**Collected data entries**
────────────────────
PR #19510, opened 2026-02-26
rpc: eth_getLogs and eth_getFilterLogs  with limit

lupin012:
eth_getLogs and eth_getFilterLogs iterate over the entire requested block range and return all matching logs without any cap. Callers that only need a subset of the results are forced to receive and discard a potentially large number of responses, with unnecessary impact on latency and memory usage. The optional limit field allows the scan to stop as soon as the desired   number of logs is reached, returning the first limit logs — oldest first — within the requested range

A similar PR is also in GETH


lupin012:
This PR is closed as corresponding Geth PR

lupin012:
This PR is closed as corresponding Geth PR

PR #19519, opened 2026-02-27
execution/tests: rm unused InitPraguePreDeploys

yperbasis:


mh0lt (changes requested):
Please don't remove this its needed by the merge.Faker.  Which I'm in the process of adding back into the codebase.

The reason for this is to make sure that GenerateChain uses merge validation to produce valid bost merge blocks taking into account the merge rules.

This I think is a long standing issue, but is worse now we're doing agentic testing, because the agent looks at the blocks generated by the tests, assumes that the checks which are initaited by fork rules are the cause of the problem, and removes the fork rules as its proposed fix.

However in general I think if we're generating testchains post merge we should have the tests check they are producing valid blocks, otherwise we're not really testing the chain rules processing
────────────────────
In the entries above, find the line with "eth_getLogs and eth_getFilterLogs iterate" and the line with "The reason for", then restate word for word both of them and every line between, with nothing more.

eth_getLogs and eth_getFilterLogs iterate over the entire requested block range and return all matching logs without any cap. Callers that only need a subset of the results are forced to receive and discard a potentially large number of responses, with unnecessary impact on latency and memory usage. The optional limit field allows the scan to stop as soon as the desired   number of logs is reached, returning the first limit logs — oldest first — within the requested range

A similar PR is also in GETH


lupin012:
This PR is closed as corresponding Geth PR

lupin012:
This PR is closed as corresponding Geth PR

PR #19519, opened 2026-02-27
execution/tests: rm unused InitPraguePreDeploys

yperbasis:


mh0lt (changes requested):
Please don't remove this its needed by the merge.Faker.  Which I'm in the process of adding back into the codebase.

The reason for this is to make sure that GenerateChain uses merge validation to produce valid bost merge blocks taking into account the merge rules.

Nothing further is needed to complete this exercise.